Citarei um caso extremo, sem nomes, só para mensurar a que ponto estamos chegando: Uma mãe blogueira, uma vez, chegou a me dizer, diante de outras mães, que ela achava que quem faz parto vaginal é mais mãe do que quem faz cesárea (caracterizo como extremismo), e disse que só quem passou pelas horas de trabalho de parto poderia entender esse raciocínio dela (caracterizo como fanatismo/ manipulação de um exército para essa bandeira). Neste dia, onde usou essas palavras em seu discurso, ela não citou o que era melhor para a criança.
Percebi que existe o outro lado também. Mães que tem todo o aparato profissional em casa (infelizmente ainda custa muito caro no Brasil isso) e opta pelo parto natural são taxadas de malucas. Se a pessoa está agindo com o aval de seus profissionais de confiança, que estudaram muito para ajudá-la, em que nosso vão julgamento contribui?
Me pergunto: Pra que levantar bandeiras extremistas (grande parte dessas que julgam muito nas mídias, nem profissionais da saúde são para falar com tanto afinco) e contaminar um exército de pessoas, só por levarem um troféu, tipo de parto no caso, no bolso, a tiracolo. Isso para todos os tipos de parto. Pra que essa imposição? Parto não define amor/maternagem. Monta-se um exercito por uma causa, mas qual o objetivo? Brigas entre mães? Mais desunião? Por que não erguer a bandeira da compreensão, do respeito e do bem geral mãe-bebê?
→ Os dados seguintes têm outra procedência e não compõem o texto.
PR #138, opened 2017-05-31
Fix hoist drop

o-:
Hoist drop was broken in the case from examples/scope_err.sou

It was assumed that a split edge is only necessary if the first label
to encounter sees two branches and otherwise a pull is ok.

But e.g. in the case:

        a    b

       /  \  /

      c    d

we would happily assume at `d` that the graph is in split-edge form
(because only one branch is a successor). Then we would pull on `a`
and if that succeeds the push to `b` gets lost.

The workaround is to more strongly normalize the graph, ie. allow
mergeing control flow only through gotos. This fixes the missing push
problem. Secondly split edge is performed ahead of time to avoid having
to do non-local checks for all successors of predecessors of a label.

### DIFF
--- a/examples/scope_err.sou
+++ b/examples/scope_err.sou
@@ -1,0 +1,13 @@
+function main()
+stop 0
+
+function obj_check (var obj, var tpe)
+    var candidate
+    branch (obj == nil) error l1
+  l1:
+    candidate <- obj[0]
+    branch (candidate != tpe) error done
+  done:
+    return true
+  error:
+    return false
--- a/examples/type_tests.sou
+++ b/examples/type_tests.sou
@@ -1,0 +1,11 @@
+var a = false
+var b = false
+
+branch (a == 1) num cont
+
+num:
+# This assignment cannot be hoisted since it depends on the branch
+b <- (a+1)
+print b
+
+cont:
--- a/examples/type_tests2.sou
+++ b/examples/type_tests2.sou
@@ -1,0 +1,17 @@
+var a = false
+var b = false
+
+print a
+
+# This assignment can be hoisted since it does not depend on the branch
+b <- (a==true)
+
+goto bb
+bb:
+
+branch (a == 1) num cont
+
+num:
+print b
+
+cont:
--- a/tests.ml
+++ b/tests.ml
@@ -573,9 +573,11 @@ let do_test_codemotion = function () ->
   " in
   let expected = parse "
        goto bla
+      loop_1:
+       goto loop
       loop:
        x <- (x + y_1)
-       branch (x == 10) end loop
+       branch (x == 10) end loop_1
       end:
        drop x
        drop y
@@ -606,9 +608,12 @@ let do_test_codemotion = function () ->
        var y_1 = 1
        var x = 1
        var y = 2
+       goto loop
+      loop_1:
+       goto loop
       loop:
        x <- (x + y_1)
-       branch (x == 10) end loop
+       branch (x == 10) end loop_1
       end:
        drop x
        drop y
@@ -637,7 +642,7 @@ let do_test_codemotion = function () ->
   let expected = parse "
        var a = 1
        var b = 2
-       branch (a==b) ba bb
+       branch (a==b) ba bb_2
       ba:
        var d = 1
        var d_1 = d
@@ -652,6 +657,8 @@ let do_test_codemotion = function () ->
       bb_1:
        drop d
        drop d_1
+       goto bb
+      bb_2:
        goto bb
       bb:
        drop a
@@ -680,7 +687,7 @@ let do_test_codemotion = function () ->
   let expected = parse "
        var a = 1
        var b = 2
-       branch (a==b) ba bb
+       branch (a==b) ba bb_3
       ba:
        var d = 1
        var d_1 = d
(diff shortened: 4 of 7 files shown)


o-:
this is still broken. I think the original logic is flawed. I have to think more about it.

o-:
@gasche see the updated comment and second commit. We need an even stronger normalized graph and we can't do the split-edge lazily. Now it should work.

gasche:
I want to poke at your idea and try to contradict it. (I have a justification besides "I like to do that": maybe we need more poking and contradiction, at least this issue shows that my changes from last week could have benefitted from them.)

Do we really want to normalize eagerly? I unserstand that this example is problematic, but I have the impression that the following strategy would also solve it (without normalization): split branch predecessors unless there is a single predecessor, and then if it's a branch pull it.

I'm not opposed to normalization in general, but since two weeks ago I'm opposed to correctness dependencies between passes. If we want to enforce a certain graph structure, I would propose to enforce this at the Check level directly, and be able to assume (and check) that it holds everywhere and is always preserved. If we are not willing to do this, then I think being lazy and defensive is the most robust choice.

(I still have in mind that we could move to an explicit control-flow-graph representation. It probably wouldn't have helped directly here (although a clearer reasoning on control flow could have helped us think about it), but it would certainly have helped with the fallthrough label business of my last bugfix.)

gasche:
I want to poke at your idea and try to contradict it. (I have a justification besides "I like to do that": maybe we need more poking and contradiction, at least this issue shows that my changes from last week could have benefitted from them.)

Do we really want to normalize eagerly? I unserstand that this example is problematic, but I have the impression that the following strategy would also solve it (without normalization):
- split branch predecessors unless there is a single predecessor
- if there is a single branch predecessor, pull it
- otherwise all goto/fallthrough predecessors, push above

I'm not opposed to normalization in general, but since two weeks ago I'm opposed to correctness dependencies between passes. If we want to enforce a certain graph structure, I would propose to enforce this at the Check level directly, and be able to assume (and check) that it holds everywhere and is always preserved. If we are not willing to do this, then I think being lazy and defensive is the most robust choice.

(I still have in mind that we could move to an explicit control-flow-graph representation. It probably wouldn't have helped directly here (although a clearer reasoning on control flow could have helped us think about it), but it would certainly have helped with the fallthrough label business of my last bugfix.)

o-:
> but I have the impression that the following strategy would also solve it (without normalization): 

That's the whole problem, it doesn't.

> split branch predecessors unless there is a single predecessor, and then if it's a branch pull it.

The problem is with your last part. *if it's a branch pull it*. That does not rule out that the other target of the branch is a multi predecessor node. Our pulling will just forget the other predecessors.

Ie. in my above example you would see c has a single predecessor. Alas you pull on `a`, which means you move instructions from `c` and `d` to `a`. But the pulling would first need to do a push to `b`. This is a non-trivial fix since the pulling logic would need to also do pushes (and it might cause a ripple effect along the chain...)

o-:
Why are you opposed to normalizing eagerly? Almost all of our painful bugs come from the fact that our IR is not structured enough regarding control flow and scoping. Let's tighten it a bit, please. I am ok with preprocessing early and enforcing it at check time.

gasche:
For the sake of the argument: our "pull" code could check that the two successors are good, and block otherwise (asking to pull on one non-good predecessor). This would not loop, given that pushing this non-good predecessor would split the edge, decreasing the number of non-good predecessors for the branch.

gasche:
> Why are you opposed to normalizing eagerly?

*Opposed* would be a strong world. But my impression (to explain the bug plague we had) is that when the invariants we are interested in are neither reflected in the syntax nor at least enforced by the pieces of code we spend our days looking at (the tests, the examples, etc.), then it's easy to forget about them when we reason about our programs.

gasche:
Here would be an idea to have the invariant we want enforced in the syntax: give each branch instructions a (unique) *name* (`branch<foo> cond l1 l2`), and distinguish "goto label", which are as today, and "branch labels", that start with the branch name:

```
while:
branch<loop> cond body end
loop.body:
  ...
  goto while
loop.end:
  ...
```

My previous ideas (I think in the very first mail suggesting the multi-predecessor multi-successor issue) was to just have distinct namespaces for `goto labels` and `branch labels`, but that does not enforce single-use of branch labels by itself. Remembering the single-use restriction is not natural; combining this with a naming discipline (that we know must be conflict-free) makes it more natural.

o-:
ok, what I am currently working on is a cfg representation that enforces this structure. I think changing the instructions representation at this point is to hard. but we can easily enforce the cfg to be well-formed after every pass.

o-:
@gasche I think we should agree on a strategy to deal with it soon. I tried to enforce the good properties by constructing a cfg in #141 . But it's kind of painful and you have to make sure to fix the graph after every step.

I still believe that this would be the least painful solution. But it's more coding than I hoped for.

I am a bit hesitant to add it to the syntax. It feels strange.

o-:
@gasche you convinced me that a syntactical approach makes sense. I didn't go all the way of having named branches. I believe it is enough to syntactically distinguish between branch and goto targets. This allows for lightweight checking of the graph structure. In you case of the named branches you would still need to check that the names are unique, so not much is lost imho.

Anyways, please have a look at #144 for a patch that superseeds this approach.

O que importa é que a criança venha bem, sadia, que a mãe fique bem e que tenha psicológico para enfrentar as dificuldades que vem com o pós parto: amamentação, cansaço, enfrentamento do desconhecido…afinal, quem enfrentará o dia a dia totalmente novo após parir, é essa nova família. Então, antes de julgar, calce os sapatos dessa pessoa, como sabiamente afirmou Clarice Lispector.